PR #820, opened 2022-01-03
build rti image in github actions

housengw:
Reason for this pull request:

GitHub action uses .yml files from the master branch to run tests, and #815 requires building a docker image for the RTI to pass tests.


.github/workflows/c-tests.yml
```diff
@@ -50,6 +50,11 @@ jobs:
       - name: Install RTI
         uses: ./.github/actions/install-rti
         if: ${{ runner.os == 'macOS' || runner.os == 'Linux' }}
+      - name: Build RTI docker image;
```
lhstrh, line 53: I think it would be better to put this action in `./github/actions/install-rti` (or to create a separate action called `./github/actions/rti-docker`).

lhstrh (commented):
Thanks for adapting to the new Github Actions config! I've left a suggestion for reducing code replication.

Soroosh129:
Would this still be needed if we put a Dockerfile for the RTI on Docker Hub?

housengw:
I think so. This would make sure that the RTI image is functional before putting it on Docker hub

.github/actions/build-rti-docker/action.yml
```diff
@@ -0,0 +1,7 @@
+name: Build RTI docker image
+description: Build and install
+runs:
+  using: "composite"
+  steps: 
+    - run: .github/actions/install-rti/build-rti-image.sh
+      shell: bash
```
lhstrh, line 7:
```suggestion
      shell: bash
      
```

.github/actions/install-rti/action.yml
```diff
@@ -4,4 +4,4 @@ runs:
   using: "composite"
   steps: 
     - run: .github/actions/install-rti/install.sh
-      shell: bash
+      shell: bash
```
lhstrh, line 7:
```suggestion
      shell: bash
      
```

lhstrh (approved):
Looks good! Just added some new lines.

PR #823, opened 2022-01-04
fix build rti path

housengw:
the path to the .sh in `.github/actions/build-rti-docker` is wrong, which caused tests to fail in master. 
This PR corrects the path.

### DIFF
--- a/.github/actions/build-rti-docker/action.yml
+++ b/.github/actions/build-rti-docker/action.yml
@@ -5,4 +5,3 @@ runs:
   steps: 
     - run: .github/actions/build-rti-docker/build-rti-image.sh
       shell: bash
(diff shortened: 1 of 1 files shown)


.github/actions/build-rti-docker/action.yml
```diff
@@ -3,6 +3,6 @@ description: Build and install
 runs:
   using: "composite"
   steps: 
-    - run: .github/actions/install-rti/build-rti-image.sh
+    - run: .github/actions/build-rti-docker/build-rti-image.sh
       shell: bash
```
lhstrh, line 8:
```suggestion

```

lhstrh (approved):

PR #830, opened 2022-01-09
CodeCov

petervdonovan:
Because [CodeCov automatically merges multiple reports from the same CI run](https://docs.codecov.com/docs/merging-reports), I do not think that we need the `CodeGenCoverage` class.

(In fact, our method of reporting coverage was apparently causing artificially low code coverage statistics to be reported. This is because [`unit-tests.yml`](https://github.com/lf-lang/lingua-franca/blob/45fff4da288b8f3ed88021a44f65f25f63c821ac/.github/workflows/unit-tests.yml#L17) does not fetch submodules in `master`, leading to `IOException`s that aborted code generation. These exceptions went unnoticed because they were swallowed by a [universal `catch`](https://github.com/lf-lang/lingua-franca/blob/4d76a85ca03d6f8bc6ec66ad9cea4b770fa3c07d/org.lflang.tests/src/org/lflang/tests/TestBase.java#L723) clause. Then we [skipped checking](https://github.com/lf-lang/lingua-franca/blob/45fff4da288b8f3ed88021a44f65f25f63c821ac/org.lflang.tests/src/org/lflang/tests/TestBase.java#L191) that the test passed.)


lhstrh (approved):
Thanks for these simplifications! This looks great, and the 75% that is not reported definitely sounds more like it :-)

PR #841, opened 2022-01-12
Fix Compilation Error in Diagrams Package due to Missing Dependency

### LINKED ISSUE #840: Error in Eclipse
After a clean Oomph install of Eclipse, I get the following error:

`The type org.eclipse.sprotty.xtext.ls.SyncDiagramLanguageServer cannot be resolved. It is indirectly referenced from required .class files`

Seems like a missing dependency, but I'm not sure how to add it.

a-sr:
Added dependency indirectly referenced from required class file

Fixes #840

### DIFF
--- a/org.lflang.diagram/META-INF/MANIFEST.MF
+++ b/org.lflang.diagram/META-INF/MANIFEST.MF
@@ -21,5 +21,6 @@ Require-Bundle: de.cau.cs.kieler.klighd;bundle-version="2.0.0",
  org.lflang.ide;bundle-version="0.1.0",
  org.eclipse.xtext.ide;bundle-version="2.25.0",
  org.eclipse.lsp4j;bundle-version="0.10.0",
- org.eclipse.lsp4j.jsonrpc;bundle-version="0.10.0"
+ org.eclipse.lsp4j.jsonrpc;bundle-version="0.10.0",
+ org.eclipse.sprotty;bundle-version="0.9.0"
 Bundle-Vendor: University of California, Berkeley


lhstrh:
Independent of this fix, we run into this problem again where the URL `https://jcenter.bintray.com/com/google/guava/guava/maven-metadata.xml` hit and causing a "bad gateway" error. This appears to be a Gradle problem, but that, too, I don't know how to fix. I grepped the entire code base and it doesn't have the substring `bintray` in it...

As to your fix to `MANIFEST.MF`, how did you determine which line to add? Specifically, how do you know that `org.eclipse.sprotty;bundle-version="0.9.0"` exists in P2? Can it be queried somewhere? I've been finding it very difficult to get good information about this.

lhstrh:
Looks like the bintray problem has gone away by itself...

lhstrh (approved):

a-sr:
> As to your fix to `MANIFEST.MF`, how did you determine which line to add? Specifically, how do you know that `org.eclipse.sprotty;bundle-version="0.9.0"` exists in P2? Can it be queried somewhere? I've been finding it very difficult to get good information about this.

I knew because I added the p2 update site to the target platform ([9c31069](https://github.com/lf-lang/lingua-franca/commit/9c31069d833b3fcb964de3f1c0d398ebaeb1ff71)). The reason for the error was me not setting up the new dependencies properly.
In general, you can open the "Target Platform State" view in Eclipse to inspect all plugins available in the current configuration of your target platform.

——————————

WORK INSTRUCTIONS:
Pull each line containing the word "good" out of the data above.

FINAL ANSWER:
Looks good! Just added some new lines.
As to your fix to `MANIFEST.MF`, how did you determine which line to add? Specifically, how do you know that `org.eclipse.sprotty;bundle-version="0.9.0"` exists in P2? Can it be queried somewhere? I've been finding it very difficult to get good information about this.
> As to your fix to `MANIFEST.MF`, how did you determine which line to add? Specifically, how do you know that `org.eclipse.sprotty;bundle-version="0.9.0"` exists in P2? Can it be queried somewhere? I've been finding it very difficult to get good information about this.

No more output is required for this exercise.